## YOUR TASK
Lines that include the word "effort" should be copied from the listing that follows.

## DATA
════════════════════
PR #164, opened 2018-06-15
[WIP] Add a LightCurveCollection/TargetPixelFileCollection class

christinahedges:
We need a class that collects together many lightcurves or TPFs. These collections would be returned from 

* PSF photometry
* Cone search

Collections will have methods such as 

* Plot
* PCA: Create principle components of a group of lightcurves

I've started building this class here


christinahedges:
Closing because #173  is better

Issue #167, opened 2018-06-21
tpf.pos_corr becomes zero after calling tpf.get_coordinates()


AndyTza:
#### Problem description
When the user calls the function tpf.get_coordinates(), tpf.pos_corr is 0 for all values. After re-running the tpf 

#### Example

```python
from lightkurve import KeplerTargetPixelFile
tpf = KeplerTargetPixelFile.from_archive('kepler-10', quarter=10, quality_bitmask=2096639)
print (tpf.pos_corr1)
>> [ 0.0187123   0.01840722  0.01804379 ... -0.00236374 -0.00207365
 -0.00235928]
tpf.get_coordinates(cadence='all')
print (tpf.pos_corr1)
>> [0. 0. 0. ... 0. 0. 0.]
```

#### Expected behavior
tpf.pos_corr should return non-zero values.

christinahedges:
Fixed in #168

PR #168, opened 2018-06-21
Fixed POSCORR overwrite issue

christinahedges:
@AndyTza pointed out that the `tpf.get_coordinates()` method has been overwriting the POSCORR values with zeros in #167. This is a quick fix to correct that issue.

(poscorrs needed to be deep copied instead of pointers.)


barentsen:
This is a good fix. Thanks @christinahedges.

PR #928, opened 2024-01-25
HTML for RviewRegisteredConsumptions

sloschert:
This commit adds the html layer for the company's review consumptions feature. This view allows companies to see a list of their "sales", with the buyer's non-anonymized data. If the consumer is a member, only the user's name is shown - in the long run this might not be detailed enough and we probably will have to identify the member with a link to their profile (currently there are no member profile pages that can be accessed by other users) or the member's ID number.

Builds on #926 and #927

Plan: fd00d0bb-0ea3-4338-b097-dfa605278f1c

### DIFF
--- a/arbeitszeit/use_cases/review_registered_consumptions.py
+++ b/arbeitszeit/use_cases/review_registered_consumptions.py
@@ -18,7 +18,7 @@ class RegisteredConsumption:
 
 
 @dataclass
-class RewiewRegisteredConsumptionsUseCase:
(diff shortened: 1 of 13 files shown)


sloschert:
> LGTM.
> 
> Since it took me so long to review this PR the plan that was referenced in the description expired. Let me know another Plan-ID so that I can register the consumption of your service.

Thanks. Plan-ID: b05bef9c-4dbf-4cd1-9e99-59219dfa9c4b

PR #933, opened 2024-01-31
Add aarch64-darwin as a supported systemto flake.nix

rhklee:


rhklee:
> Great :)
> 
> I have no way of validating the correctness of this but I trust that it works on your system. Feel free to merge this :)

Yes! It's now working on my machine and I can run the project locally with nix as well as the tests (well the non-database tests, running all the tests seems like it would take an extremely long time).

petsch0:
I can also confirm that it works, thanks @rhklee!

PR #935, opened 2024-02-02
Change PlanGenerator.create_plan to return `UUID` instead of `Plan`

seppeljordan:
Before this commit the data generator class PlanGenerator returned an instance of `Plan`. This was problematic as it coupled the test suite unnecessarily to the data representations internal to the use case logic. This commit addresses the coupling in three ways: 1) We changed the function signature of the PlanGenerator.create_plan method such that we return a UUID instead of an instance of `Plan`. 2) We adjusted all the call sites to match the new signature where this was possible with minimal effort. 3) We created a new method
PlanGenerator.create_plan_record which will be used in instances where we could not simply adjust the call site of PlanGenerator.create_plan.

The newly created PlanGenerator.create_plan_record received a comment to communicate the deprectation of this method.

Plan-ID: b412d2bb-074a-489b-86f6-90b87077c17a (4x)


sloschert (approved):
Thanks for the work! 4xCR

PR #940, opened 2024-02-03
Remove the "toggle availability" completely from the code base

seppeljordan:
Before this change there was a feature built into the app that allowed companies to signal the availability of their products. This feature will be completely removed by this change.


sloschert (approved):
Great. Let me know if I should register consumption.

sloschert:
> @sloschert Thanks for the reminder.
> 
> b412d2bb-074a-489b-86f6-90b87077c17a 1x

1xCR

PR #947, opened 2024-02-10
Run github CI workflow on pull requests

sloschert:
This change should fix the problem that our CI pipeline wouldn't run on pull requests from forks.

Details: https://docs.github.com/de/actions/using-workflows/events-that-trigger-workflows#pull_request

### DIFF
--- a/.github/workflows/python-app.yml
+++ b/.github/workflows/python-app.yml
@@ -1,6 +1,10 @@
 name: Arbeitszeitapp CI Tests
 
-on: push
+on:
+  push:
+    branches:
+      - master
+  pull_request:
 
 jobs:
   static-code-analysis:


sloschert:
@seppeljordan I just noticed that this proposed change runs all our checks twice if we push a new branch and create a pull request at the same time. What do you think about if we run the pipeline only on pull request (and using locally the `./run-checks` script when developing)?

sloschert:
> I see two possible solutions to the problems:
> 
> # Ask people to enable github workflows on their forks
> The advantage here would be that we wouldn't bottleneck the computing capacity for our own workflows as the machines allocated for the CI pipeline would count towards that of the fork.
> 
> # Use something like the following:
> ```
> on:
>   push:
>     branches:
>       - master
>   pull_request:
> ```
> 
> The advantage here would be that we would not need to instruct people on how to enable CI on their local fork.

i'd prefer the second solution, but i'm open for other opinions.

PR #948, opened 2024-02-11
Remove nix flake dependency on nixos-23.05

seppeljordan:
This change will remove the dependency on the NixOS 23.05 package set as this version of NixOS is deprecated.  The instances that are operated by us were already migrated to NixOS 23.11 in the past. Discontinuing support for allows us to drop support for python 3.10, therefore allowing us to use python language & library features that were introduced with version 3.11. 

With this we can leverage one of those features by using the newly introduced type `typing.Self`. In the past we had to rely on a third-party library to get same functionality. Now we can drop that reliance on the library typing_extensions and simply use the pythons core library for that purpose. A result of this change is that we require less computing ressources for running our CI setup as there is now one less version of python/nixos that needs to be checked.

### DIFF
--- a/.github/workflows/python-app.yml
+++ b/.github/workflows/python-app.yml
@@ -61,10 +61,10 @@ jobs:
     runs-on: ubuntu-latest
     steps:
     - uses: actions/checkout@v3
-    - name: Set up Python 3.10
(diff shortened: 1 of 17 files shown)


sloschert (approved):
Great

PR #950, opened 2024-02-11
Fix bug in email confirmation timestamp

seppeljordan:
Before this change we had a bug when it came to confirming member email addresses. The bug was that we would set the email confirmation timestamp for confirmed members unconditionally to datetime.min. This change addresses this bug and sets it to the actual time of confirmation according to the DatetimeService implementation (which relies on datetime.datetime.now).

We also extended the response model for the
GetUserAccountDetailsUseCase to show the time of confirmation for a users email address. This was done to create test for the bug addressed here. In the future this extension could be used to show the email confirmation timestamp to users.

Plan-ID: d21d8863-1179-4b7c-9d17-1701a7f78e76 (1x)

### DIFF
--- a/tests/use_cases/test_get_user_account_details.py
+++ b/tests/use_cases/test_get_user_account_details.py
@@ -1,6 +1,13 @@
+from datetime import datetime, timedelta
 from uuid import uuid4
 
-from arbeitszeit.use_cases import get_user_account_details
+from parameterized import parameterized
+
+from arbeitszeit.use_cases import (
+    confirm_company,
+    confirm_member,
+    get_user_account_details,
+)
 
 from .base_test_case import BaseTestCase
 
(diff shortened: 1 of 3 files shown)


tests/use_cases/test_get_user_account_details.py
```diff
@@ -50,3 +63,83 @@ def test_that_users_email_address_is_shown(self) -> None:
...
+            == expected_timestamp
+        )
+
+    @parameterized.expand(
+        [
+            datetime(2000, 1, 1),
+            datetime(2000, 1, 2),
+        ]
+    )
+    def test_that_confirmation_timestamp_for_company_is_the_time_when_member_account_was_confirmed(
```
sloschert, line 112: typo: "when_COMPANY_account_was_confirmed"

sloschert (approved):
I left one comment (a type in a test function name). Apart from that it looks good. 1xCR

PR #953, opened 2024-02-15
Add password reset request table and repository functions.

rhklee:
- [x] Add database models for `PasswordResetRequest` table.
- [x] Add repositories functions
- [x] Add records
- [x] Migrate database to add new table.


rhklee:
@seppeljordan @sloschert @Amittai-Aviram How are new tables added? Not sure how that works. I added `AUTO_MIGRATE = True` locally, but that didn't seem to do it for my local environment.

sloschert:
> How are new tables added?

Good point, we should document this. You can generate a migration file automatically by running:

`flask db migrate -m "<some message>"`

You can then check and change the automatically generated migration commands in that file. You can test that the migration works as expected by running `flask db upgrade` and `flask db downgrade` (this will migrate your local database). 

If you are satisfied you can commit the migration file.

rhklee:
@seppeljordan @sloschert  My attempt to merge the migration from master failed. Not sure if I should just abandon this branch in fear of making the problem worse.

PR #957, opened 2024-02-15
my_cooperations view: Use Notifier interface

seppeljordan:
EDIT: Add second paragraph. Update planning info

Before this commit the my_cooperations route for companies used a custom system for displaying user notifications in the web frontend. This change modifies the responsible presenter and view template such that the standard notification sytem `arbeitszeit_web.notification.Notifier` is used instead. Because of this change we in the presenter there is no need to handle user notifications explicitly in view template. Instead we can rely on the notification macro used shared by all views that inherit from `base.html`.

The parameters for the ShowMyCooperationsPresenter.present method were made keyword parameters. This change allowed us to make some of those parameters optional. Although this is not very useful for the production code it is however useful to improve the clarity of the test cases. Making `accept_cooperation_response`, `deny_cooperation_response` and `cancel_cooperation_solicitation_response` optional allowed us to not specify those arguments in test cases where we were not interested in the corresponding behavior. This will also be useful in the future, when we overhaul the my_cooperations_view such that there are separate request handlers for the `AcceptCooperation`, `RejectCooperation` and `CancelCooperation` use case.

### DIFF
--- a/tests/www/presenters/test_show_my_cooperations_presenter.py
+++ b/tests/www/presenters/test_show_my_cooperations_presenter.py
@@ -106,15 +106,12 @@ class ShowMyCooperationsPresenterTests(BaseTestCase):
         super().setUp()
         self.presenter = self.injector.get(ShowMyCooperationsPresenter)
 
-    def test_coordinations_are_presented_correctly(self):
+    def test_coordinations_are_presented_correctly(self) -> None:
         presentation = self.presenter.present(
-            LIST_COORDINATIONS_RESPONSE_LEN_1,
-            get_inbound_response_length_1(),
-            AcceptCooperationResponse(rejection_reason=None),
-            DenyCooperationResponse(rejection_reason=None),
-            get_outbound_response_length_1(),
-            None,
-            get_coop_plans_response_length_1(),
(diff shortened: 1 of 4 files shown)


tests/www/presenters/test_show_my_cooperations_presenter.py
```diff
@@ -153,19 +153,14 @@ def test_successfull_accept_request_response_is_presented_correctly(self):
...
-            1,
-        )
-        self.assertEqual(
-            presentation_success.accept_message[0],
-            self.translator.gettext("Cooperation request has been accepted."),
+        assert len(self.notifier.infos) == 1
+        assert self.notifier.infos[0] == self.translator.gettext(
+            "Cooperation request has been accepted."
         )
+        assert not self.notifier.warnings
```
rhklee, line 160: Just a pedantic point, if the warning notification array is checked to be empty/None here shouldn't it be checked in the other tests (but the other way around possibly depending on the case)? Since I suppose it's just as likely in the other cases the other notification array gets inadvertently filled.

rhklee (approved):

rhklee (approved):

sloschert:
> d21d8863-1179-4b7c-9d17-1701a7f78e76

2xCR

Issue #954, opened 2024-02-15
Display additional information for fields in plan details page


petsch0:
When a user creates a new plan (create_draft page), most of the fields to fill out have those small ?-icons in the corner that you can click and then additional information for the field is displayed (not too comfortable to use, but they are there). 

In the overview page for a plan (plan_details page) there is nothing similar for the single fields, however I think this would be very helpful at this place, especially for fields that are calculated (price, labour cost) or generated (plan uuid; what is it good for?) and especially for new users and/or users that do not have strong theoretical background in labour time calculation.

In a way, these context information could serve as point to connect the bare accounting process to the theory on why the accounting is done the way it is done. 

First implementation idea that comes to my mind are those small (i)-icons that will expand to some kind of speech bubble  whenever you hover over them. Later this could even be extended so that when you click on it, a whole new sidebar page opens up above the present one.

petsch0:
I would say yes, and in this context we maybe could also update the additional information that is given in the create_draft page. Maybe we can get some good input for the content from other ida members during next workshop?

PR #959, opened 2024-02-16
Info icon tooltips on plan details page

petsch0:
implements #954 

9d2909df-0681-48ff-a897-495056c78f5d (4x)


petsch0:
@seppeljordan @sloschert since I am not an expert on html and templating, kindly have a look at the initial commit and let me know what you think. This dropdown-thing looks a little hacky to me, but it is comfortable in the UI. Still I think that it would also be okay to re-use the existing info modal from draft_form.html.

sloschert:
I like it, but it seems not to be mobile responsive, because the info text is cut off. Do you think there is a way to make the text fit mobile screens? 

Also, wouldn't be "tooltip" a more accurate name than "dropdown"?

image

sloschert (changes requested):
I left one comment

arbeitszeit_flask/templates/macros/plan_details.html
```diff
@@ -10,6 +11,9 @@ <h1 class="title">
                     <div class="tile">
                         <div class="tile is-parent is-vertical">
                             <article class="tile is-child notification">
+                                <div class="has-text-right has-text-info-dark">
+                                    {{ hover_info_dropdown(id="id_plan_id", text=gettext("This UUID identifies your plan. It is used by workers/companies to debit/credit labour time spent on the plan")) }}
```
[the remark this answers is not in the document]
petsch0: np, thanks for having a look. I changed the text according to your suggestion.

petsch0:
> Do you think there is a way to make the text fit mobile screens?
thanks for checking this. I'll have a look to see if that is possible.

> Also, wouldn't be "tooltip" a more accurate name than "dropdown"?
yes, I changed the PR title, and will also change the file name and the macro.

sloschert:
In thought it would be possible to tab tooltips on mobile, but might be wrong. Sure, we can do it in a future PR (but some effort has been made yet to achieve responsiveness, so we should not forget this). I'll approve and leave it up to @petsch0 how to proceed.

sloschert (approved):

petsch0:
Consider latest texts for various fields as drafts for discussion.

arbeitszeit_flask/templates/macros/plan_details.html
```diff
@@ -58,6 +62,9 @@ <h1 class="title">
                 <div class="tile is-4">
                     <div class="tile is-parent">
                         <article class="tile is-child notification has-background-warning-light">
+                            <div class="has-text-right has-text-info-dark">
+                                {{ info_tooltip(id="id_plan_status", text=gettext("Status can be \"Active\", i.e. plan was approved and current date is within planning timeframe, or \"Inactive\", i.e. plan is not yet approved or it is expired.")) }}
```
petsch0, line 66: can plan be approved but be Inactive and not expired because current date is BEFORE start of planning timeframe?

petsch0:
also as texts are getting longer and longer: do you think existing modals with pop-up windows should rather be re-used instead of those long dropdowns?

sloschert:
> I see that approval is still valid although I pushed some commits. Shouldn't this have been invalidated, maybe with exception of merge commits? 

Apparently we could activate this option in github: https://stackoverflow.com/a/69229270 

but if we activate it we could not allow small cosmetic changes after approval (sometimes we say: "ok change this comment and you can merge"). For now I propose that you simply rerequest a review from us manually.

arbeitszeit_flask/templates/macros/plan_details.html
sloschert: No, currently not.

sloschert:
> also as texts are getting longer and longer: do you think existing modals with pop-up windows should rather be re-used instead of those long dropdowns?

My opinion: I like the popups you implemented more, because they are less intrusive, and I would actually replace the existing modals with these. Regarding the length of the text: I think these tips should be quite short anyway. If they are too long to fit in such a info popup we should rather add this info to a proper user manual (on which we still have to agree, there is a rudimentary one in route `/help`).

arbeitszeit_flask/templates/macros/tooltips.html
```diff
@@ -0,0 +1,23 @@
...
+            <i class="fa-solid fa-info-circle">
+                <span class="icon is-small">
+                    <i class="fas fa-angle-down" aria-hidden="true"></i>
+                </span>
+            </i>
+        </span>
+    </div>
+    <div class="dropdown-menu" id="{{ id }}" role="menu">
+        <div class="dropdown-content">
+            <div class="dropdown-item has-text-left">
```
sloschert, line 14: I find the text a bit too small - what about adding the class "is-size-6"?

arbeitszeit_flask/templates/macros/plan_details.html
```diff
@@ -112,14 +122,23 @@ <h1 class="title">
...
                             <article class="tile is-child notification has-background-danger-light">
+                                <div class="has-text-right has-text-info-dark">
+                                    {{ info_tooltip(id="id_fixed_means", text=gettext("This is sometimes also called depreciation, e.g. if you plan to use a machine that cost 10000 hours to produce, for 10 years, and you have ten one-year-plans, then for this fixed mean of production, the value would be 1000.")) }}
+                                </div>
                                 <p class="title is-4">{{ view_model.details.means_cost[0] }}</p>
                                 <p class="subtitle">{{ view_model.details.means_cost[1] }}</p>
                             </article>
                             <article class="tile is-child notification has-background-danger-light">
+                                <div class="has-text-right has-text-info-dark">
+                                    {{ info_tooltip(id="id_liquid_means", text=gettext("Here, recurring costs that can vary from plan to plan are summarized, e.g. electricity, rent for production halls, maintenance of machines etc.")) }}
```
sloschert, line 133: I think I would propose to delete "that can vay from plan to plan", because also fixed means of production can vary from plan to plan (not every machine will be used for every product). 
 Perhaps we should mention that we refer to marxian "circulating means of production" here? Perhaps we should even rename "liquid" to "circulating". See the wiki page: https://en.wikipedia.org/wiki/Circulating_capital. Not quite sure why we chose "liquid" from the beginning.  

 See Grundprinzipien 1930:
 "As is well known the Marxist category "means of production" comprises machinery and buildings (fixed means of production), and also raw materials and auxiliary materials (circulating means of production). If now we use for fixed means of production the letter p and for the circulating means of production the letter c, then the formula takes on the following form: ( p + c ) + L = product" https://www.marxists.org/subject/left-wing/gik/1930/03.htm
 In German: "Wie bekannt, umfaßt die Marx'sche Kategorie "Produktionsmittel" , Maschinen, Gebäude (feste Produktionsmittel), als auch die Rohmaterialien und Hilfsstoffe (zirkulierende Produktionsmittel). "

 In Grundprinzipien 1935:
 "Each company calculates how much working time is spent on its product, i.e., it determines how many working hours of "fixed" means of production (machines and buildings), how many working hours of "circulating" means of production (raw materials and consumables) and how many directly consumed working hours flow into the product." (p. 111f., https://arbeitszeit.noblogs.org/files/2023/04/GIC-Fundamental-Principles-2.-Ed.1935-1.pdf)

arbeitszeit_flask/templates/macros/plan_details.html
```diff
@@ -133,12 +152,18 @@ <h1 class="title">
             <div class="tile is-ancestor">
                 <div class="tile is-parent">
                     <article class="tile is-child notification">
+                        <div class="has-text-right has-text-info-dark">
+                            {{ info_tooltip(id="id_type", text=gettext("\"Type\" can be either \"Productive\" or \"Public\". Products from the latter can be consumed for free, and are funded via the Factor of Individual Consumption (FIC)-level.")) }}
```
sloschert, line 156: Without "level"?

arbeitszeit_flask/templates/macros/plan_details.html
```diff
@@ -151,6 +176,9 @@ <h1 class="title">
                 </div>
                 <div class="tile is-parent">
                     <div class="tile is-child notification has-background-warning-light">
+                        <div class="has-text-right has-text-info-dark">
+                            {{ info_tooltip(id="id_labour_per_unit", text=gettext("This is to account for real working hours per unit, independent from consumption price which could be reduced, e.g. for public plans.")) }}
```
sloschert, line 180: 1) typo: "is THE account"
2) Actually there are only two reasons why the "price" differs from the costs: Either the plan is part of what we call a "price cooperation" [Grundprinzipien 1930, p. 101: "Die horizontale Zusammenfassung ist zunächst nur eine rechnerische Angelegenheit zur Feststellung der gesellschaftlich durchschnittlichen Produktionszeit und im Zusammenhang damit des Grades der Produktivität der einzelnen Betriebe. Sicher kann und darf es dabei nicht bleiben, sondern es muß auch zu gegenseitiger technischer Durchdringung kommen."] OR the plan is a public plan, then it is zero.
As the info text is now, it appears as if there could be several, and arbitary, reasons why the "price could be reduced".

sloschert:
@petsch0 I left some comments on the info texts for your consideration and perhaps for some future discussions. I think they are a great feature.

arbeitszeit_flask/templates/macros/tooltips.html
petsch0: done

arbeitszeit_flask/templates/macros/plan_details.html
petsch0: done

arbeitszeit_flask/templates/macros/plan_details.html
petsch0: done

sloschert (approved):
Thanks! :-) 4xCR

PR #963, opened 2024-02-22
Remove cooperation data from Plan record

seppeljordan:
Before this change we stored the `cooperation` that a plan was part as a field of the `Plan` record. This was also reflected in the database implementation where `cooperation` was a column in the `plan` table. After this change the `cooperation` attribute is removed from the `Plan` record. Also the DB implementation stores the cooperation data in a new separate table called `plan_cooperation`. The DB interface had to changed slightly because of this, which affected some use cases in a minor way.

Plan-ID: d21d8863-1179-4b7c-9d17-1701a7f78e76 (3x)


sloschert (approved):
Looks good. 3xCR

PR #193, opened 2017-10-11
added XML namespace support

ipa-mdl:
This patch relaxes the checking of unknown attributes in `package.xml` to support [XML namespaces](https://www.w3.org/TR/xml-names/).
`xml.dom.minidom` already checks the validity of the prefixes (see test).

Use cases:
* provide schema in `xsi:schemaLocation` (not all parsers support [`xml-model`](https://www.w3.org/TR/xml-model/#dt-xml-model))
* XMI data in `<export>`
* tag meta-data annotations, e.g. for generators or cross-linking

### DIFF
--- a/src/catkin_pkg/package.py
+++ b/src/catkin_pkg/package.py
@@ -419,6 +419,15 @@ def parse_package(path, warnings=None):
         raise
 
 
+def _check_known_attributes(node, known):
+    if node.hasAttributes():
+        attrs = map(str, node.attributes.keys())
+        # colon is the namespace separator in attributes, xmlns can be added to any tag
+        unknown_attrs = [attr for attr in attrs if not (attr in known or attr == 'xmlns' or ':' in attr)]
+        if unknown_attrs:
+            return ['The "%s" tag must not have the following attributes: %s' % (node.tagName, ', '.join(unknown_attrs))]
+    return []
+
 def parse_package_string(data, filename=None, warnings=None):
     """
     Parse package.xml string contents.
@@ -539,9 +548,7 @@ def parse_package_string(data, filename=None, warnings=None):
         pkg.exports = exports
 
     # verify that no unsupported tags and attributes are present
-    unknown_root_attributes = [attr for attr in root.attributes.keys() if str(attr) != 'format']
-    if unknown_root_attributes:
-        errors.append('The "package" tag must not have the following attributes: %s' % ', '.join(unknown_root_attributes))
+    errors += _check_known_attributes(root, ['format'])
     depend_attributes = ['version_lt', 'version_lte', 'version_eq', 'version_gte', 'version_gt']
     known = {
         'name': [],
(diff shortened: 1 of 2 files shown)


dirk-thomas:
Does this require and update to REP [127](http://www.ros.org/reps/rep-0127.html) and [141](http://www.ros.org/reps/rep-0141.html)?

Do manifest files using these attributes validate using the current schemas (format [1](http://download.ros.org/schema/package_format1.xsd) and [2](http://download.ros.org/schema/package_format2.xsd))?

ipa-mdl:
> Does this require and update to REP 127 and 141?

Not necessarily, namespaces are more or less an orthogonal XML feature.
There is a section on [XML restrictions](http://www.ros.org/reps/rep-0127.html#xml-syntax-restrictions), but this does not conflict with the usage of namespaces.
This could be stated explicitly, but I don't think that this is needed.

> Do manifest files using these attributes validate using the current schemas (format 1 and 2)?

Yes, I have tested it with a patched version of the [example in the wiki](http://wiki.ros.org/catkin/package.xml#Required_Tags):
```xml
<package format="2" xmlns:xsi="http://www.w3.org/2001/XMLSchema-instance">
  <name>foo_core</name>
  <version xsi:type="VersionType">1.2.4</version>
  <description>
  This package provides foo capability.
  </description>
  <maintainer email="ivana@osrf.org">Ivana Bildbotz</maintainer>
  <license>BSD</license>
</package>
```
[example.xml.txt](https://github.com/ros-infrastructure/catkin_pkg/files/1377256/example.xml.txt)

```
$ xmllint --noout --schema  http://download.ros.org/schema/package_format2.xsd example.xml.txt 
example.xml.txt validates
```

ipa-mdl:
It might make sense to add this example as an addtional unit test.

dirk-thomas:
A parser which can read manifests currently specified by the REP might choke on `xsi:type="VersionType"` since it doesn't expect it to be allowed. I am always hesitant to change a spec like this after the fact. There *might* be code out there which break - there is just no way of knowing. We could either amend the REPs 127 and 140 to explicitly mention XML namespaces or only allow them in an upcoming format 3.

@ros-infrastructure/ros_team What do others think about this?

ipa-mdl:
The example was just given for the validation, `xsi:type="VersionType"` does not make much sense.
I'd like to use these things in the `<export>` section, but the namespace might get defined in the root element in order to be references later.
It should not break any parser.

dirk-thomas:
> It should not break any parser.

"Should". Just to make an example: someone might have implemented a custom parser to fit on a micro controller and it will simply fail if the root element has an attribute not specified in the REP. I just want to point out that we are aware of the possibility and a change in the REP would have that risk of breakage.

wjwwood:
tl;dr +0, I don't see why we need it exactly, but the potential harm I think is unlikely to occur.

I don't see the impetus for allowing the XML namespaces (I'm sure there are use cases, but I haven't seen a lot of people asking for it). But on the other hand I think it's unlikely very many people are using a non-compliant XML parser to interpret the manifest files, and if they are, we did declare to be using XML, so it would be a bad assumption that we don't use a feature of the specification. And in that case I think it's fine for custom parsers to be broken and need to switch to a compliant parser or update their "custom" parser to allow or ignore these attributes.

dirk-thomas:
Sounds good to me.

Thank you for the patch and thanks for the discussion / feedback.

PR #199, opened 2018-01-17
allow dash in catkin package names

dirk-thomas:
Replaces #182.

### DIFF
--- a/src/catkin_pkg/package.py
════════════════════
## RESULT
Before this commit the data generator class PlanGenerator returned an instance of `Plan`. This was problematic as it coupled the test suite unnecessarily to the data representations internal to the use case logic. This commit addresses the coupling in three ways: 1) We changed the function signature of the PlanGenerator.create_plan method such that we return a UUID instead of an instance of `Plan`. 2) We adjusted all the call sites to match the new signature where this was possible with minimal effort. 3) We created a new method
In thought it would be possible to tab tooltips on mobile, but might be wrong. Sure, we can do it in a future PR (but some effort has been made yet to achieve responsiveness, so we should not forget this). I'll approve and leave it up to @petsch0 how to proceed.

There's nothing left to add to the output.